Case Name: Charles Brown, Plaintiff, v. Empire City Savings Bank, Defendant
Court: New York Supreme Court
Jurisdiction: New York
Decision Date: 1960-03-21
Citations: 23 Misc. 2d 1094
Docket Number: 
Parties: Charles Brown, Plaintiff, v. Empire City Savings Bank, Defendant.
Judges: 
Reporter: New York Miscellaneous Reports
Volume: 23
Pages: 1094–1096

Head Matter:
Charles Brown, Plaintiff, v. Empire City Savings Bank, Defendant.

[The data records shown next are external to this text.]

PR #286, opened 2021-12-02
chore: Initial package rename

StevenMaude:
This PR renames:

* the Python project ("artefact") to `opensafely-databuilder`
* the entrypoint script to `databuilder`
* the directory ("package") to `databuilder`


StevenMaude:
question:
* do we want to ditch the underscore in the package name and go for `databuilder` or `osdatabuilder` (`os` is unfortunately overloaded with meaning) as the actual package/directory name?
* do we want to change the version number? With the rename, it's not really version 2 any longer.

ghickman:
I'm going to propose some terms here to avoid ambiguity around "packages" which is a little overloaded in Python land!

* `Artefact`: the thing which pip installs, can come from an index (like PyPI), a git repo, a local dir, etc.
* `Package`: a folder with a `__init__.py`

---

I would say we should go with:

* package name: `databuilder`
* entrypoint: `databuilder`
* artefact name: `opensafely-databuilder`

We don't need the opensafely prefix for the repo or project, the repo is implied by the org and lets save some characters on the imports, they're not really doing any branding for us.

The entrypoint and artefact name are sort of superfluous currently.  IIRC there's still a question mark over publishing an artefact to PyPI (side note: we use the [`opensafely-` prefix](https://pypi.org/search/?q=opensafely) there typically).  I added the entrypoint to match v1 but I have a feeling it might end up being in the same position as a potential artefact name, not that useful.

(Implementation side note: if we do publish this to PyPI we'll need to configure flit to have a local folder name for the package, with a different name for the artefact, there's an example of this in the [mkdocs-opensafely-backend-contracts pyproject.toml](https://github.com/opensafely-core/mkdocs-opensafely-backend-contracts/blob/e422c3c8d8dfdd5e1749c83cc408a584f9cb89f3/pyproject.toml#L52-L53).)

---

> do we want to change the version number? With the rename, it's not really version 2 any longer.

The version in pyproject.toml is effectively unused and has a [local version identifier as per PEP440](https://www.python.org/dev/peps/pep-0440/#local-version-identifiers).  We started at `2` to be inline with this being version 2, but there's nothing which updates it since we don't publish an artefact to any indexes.  We just wanted an installable artefact which means setting `version` in pyproject.toml.  However we _are_ tagging the git repo and building Docker images from those versions since all current uses are done via those images.  So I don't think we need to worry about that version until we have a need for it!

StevenMaude:
Thanks @ghickman; coming back to this, that's really helpful. 
I agree that sticking to shorter names where possible is good.

I could only find one other [`databuilder` Python package](https://github.com/amundsen-io/amundsen/tree/2480cfbd5150576a33b6949f164844f31b58f08e/databuilder). I think it's very unlikely to have any overlap.

ghickman (changes requested):
One small change to pyproject.toml left to do and then I think this is good to go!

StevenMaude:
Based on the discussion above, I added a check that the package builds, similar to as in the [original cohort-extractor](https://github.com/opensafely-core/cohort-extractor/blob/38584aa8cffc39bca8cb8fa5780ee45c31ec058f/.github/workflows/test_runner.yaml#L51-L63).

ghickman (approved):
🎉

benbc (approved):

Supreme Court, Special Term, New York County,
March 21, 1960.
Louis B. Brodsky for plaintiff. Thacher, Proffitt, Priser, Crawley & Wood for defendant.

Opinion:
Thomas A. Aurelio, J.
Plaintiff moves for summary judgment. Defendant resists the payment of the balance to the credit of the account in issue unless plaintiff surrenders the passbook or furnishes a bond in lieu thereof. The account was established by the deceased in trust for the plaintiff. The depositor died on July 6, 1959. Plaintiff, it is said, is the sole legatee under the last will and testament of the deceased. The will has not yet been probated, but a temporary administrator-ship has been granted to the person designated in the will as executor. The passbook has not been located. Five thousand dollars was withdrawn from the account in favor of the plaintiff and after the death of the deceased, upon the furnishing of a bond in the sum of $10,000. Six thousand one hundred eighty-eight dollars and sixty-five cents remains to the credit of the account and, as fairly established, plaintiff is unable to obtain further indemnity bonds. Payments may be made, of course, by the defendant bank upon the judgment or order of the court (Banking Law, § 238, subd. 3). The depositor and the bank are in the relationship of creditor and debtor only. The passbook is an evidence of the debt and of the contract between the parties, which is not negotiable, though assignable. The only reasonable purpose of a bank's by-law requiring a bond or indemnification in the case of a lost passbook is to protect itself against the claim of an assignee in good faith. In this instance, any assignment would relate, of course, to a passbook evidencing an account held in trust and subject to the provisions of the Banking Law (§ 239, subd. 2). The duty of an assignee of a nonnegotiable chose in action, in order to protect himself against payment by the debtor to the original creditor, is to inform the debtor of the assignment, and the burden of proof of the giving of such notice is upon the claimed assignee (Heermans v. Ellsworth, 64 N. Y. 159). The duty to give such notice within a reasonable time would seem to be greater in the case of a chose in action originally held in trust which upon the death of the depositor is irrevocable. Eight months have elapsed since the death of the deceased, and if prior to his death he had otherwise disposed of the passbook, the time elapsed is more than sufficient for the giving of any notice to the debtor, and in the circumstances here the order of the court is sufficient protection to it (Myers v. Albany Sav. Bank, 270 App. Div. 466, affd. 296 N. Y. 562).
The motion is granted. Settle order.